Assigned task: Restate the whole of the data verbatim, omitting nothing.

BEGIN Materials provided

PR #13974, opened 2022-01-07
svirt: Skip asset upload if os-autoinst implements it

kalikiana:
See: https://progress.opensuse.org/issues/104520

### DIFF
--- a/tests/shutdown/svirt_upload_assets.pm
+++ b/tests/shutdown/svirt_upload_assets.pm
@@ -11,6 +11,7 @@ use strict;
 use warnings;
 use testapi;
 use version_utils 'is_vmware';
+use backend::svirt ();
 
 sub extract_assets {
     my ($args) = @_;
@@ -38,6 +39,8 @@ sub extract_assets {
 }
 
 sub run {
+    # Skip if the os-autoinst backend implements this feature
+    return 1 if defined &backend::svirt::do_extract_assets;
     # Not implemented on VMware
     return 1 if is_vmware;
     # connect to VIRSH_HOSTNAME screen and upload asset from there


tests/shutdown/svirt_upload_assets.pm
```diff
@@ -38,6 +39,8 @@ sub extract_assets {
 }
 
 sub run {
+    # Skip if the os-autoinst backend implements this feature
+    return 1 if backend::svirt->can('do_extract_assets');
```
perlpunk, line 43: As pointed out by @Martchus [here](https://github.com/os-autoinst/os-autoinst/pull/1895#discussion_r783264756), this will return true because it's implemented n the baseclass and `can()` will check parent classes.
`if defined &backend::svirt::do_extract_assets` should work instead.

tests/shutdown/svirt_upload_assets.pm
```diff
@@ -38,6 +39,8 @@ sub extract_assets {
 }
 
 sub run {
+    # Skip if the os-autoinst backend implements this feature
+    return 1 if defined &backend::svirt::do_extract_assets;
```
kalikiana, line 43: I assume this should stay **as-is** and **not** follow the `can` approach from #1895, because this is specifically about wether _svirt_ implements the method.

END Materials provided

Result below:
PR #13974, opened 2022-01-07
svirt: Skip asset upload if os-autoinst implements it

kalikiana:
See: https://progress.opensuse.org/issues/104520

### DIFF
--- a/tests/shutdown/svirt_upload_assets.pm
+++ b/tests/shutdown/svirt_upload_assets.pm
@@ -11,6 +11,7 @@ use strict;
 use warnings;
 use testapi;
 use version_utils 'is_vmware';
+use backend::svirt ();
 
 sub extract_assets {
     my ($args) = @_;
@@ -38,6 +39,8 @@ sub extract_assets {
 }
 
 sub run {
+    # Skip if the os-autoinst backend implements this feature
+    return 1 if defined &backend::svirt::do_extract_assets;
     # Not implemented on VMware
     return 1 if is_vmware;
     # connect to VIRSH_HOSTNAME screen and upload asset from there


tests/shutdown/svirt_upload_assets.pm
```diff
@@ -38,6 +39,8 @@ sub extract_assets {
 }
 
 sub run {
+    # Skip if the os-autoinst backend implements this feature
+    return 1 if backend::svirt->can('do_extract_assets');
```
perlpunk, line 43: As pointed out by @Martchus [here](https://github.com/os-autoinst/os-autoinst/pull/1895#discussion_r783264756), this will return true because it's implemented n the baseclass and `can()` will check parent classes.
`if defined &backend::svirt::do_extract_assets` should work instead.

tests/shutdown/svirt_upload_assets.pm
```diff
@@ -38,6 +39,8 @@ sub extract_assets {
 }
 
 sub run {
+    # Skip if the os-autoinst backend implements this feature
+    return 1 if defined &backend::svirt::do_extract_assets;
```
kalikiana, line 43: I assume this should stay **as-is** and **not** follow the `can` approach from #1895, because this is specifically about wether _svirt_ implements the method.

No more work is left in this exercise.